Design of OpenMP-based Parallel Leiden algorithm for community detection, \ that prevents internally disconnected communities.

[!NOTE] For the code of GVE-Leiden, refer to the arXiv-2312.13936 branch.


Community detection entails the identification of clusters of vertices that exhibit stronger connections within themselves compared to the wider network. The Louvain method, a commonly utilized heuristic for this task, employs a two-step process comprising a local-moving phase and an aggregation phase. This process iteratively optimizes the modularity metric, a measure of community quality. Despite its popularity, the Louvain method has been noted for producing internally fragmented and weakly connected communities. In response to these limitations, Traag et al. propose the Leiden algorithm, which incorporates a refinement phase between the local-moving and aggregation phases. This refinement step enables vertices to explore and potentially establish sub-communities within the identified communities from the local-moving phase.

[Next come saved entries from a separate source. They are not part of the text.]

PR #26256, opened 2023-06-15
cilium statedb dump command & bugtool

joamaki:
As requested by `:manager:`:

Adds the API handler `/statedb/dump` and implements "cilium statedb dump"
on top to dump the contents of StateDB as JSON.

Extends sysdump to call "cilium statedb dump" to include the output in sysdump.


daemon/cmd/statedb.go
```diff
@@ -0,0 +1,24 @@
...
+	"github.com/cilium/cilium/pkg/statedb"
+)
+
+type getStateDBDump struct {
+	db statedb.DB
+}
+
+func (h *getStateDBDump) Handle(params GetStatedbDumpParams) middleware.Responder {
+	return middleware.ResponderFunc(func(w http.ResponseWriter, _ runtime.Producer) {
+		h.db.WriteJSON(w)
```
bimmlerd, line 22: does swagger handle setting http response codes?

bimmlerd (approved):
yay, this'll make :manager: happy

daemon/cmd/statedb.go
joamaki: Yep and the content-type too (similar usage you can see in `daemon/cmd/map.go`. This could also be written with the `GetStatedbDumpOK` which takes an `io.Reader`, but then I'd need a pipe and etc. This is much shorter and more obvious.

qmonnet (approved):
Looks good

joestringer (approved):
Looks pretty trivially correct and will help with debugging the l2 responder / announcer feature in 1.14.

bimmlerd (approved):
foundations changes lgtm

bimmlerd:
@aanm is on PTO for a bit, api hence covered mostly by Nate - changing the review request to  him.

pippolo84 (approved):
LGTM :rocket:

pkg/statedb/db.go
```diff
@@ -64,22 +64,25 @@ func (db *stateDB) WriteJSON(w io.Writer) error {
 		if err != nil {
 			return err
 		}
-		buf.WriteString("\"" + table + "\": [\n")
+		buf.WriteString("  \"" + table + "\": [\n")
 		obj := iter.Next()
```
derailed, line 68: Might make sense to roll this initializer in the for loop below.

derailed (commented):
@joamaki Nice work! LGTM

Might be no opt here so feel free to disregard!
Not sure about the volumes at play but we're intermixing writeByte, writeString. 
If memory serves the later is a bit slower and given we're looping, figured I'll flag. 
Given our sysdump perf issues on some clusters might be worth seeing if there is a `diet plan` and put this on the bench?

bimmlerd:
> intermixing writeByte, writeString. If memory serves the later is a bit slower and given we're looping, figured I'll flag.

I'm not sure I follow your comment with `writeByte` vs `writeString` - writing the runes of the string individually seems slower, and casting to `[]byte{}` would potentially break runes apart? What's your suggestion instead?

In any case, we're writing to a buffered writer, afaik the writes should amortize to be comparably fast to a raw memcpy; the volume of data is not expected to be huge at this time, since there's just one statedb table.

> Given our sysdump perf issues on some clusters might be worth seeing if there is a `diet plan` and put this on the bench?

I agree that performance hasn't been the foremost concern of sysdumps. I'm reading your comment as a suggestion to put the collection of the statedb information behind a flag? I'm not opposed in general, but so far we've just slurped as much information as possible into a sysdump -- changing that will imo confuse debugging efforts of people unaware, due to missing information. If we want to do this, I'd advocate for doing it in some coordinated fashion over all of the sysdump information. I'd rather not have to go back and forth with requesting sysdumps with different configurations to get to the information needed to debug an issue, and usually I don't know which component is to blame before looking at a sysdump...

nathanjsweet (approved):

derailed:
@bimmlerd Thank you! I was not advocating introducing a flag, just a general comment on sysdump efficiency and benchmarking to optimize outputs.

derailed (approved):
LGTM

PR #26265, opened 2023-06-15
cilium: export intermediate cobra.Commands

lmb:
Export all cobra.Command which do not have a Run function set. This allows extending the CLI behaviour from outside the package without allowing modifications to individual commands.


jibi (approved):

derailed (commented):
@lmb Tx for this PR! 
Could be totally out of context here but not sure if I am missing the intent here...
It would be great to highlight some of the use cases this pr would enable to further understand the motivation?  
Especially the part about `without allowing modifications to individual commands`?
Isn't it the case that if we make these package globals then one can override the entire command structure since cobra exports all the interesting bits? 
Especially in light that rootCmd would now be exported.

Am I wrong about that?

lmb:
> It would be great to highlight some of the use cases this pr would enable to further understand the motivation?

The use case is to build a binary which exposes a superset `cilium` commands. Imagine I want to build a `sillyum` binary that has the `cowsay` subcommand or something similar. Exporting the Root command (and others) allows doing that without having to patch the source code.

> Isn't it the case that if we make these package globals then one can override the entire command structure since cobra exports all the interesting bits?

You can't change arbitrary subcommands from what I can tell (since those are unexported), but other bits are up for grabs, yes!

I have two ideas if you think this level of openness is problematic:
1. Move the exported commands into an `internal` subpackage. This means that only true forks of the repo can access the root command. Importing it in a different Go module is prohibited.
2. Instead of exporting the commands, export functions like `RootCmd() MyCommandType` where `MyCommandType` is something like the following:

```go
type MyCommandType interface{
  AddCommand(...)
 // Prevent others from implementing the interface. May not be needed.
  unexported()
}
```

lmb:
@derailed thoughts?

lmb:
After discussing on Slack, it turns out that exporting the root command is equivalent to exporting all cobra commands anyways, due to https://pkg.go.dev/github.com/spf13/cobra#Command.Commands So I think we're not making anything worse by exporting intermediate commands here.

derailed (approved):
@lmb LGTM

PR #26269, opened 2023-06-15
k8s.Resource metrics

dylandreimerink:
This PR makes the pkg/k8s/resources emit the same metrics as their
k8s watcher counterparts. The only difference is that due to the
asynchronous nature of resource consumers, we are not able to track when
all consumers have processed the same event, thus we increment the
processed event metric for every consumer.

```release-note
Added metrics for pkg/k8s/resource
```


rastislavs (approved):
LGTM for BGP

squeed (approved):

However, the Leiden algorithm is not guaranteed to avoid internally disconnected communities, a flaw that has largely escaped attention. We illustrate this through both a counterexample and empirical findings. In our experimental evaluation, we note that approximately 1.3×10^−4 fraction of the communities identified using the original Leiden implementation exhibit this issue. Although this fraction is small, addressing the presence of disconnected communities is crucial for ensuring the accuracy and dependability of community detection algorithms. Several studies have addressed internally disconnected communities as a post-processing step. However, this may exacerbate the problem of poorly connected communities. Furthermore, the surge in data volume and their graph representations in recent years has been unprecedented. Nonetheless, applying the original Leiden algorithm to massive graphs has posed computational hurdles, primarily due to its inherently sequential nature, akin to the Louvain method. To tackle these challenged, we propose two new parallel algorithms: GSP-Leiden and GSP-Louvain, based on the Leiden and Louvain algorithms, respectively.

Below we plot the time taken by the original Leiden, igraph Leiden, NetworKit Leiden, GSP-Leiden, and GSP-Louvain on 13 different graphs. GSP-Leiden surpasses the original Leiden, igraph Leiden, and NetworKit Leiden by 190×, 46×, and 3.4× respectively, achieving a processing rate of 195M edges/s on a 3.8𝐵 edge graph.

Below we plot the speedup of GSP-Leiden and GSP-Louvain wrt original Leiden, igraph Leiden, and NetworKit Leiden.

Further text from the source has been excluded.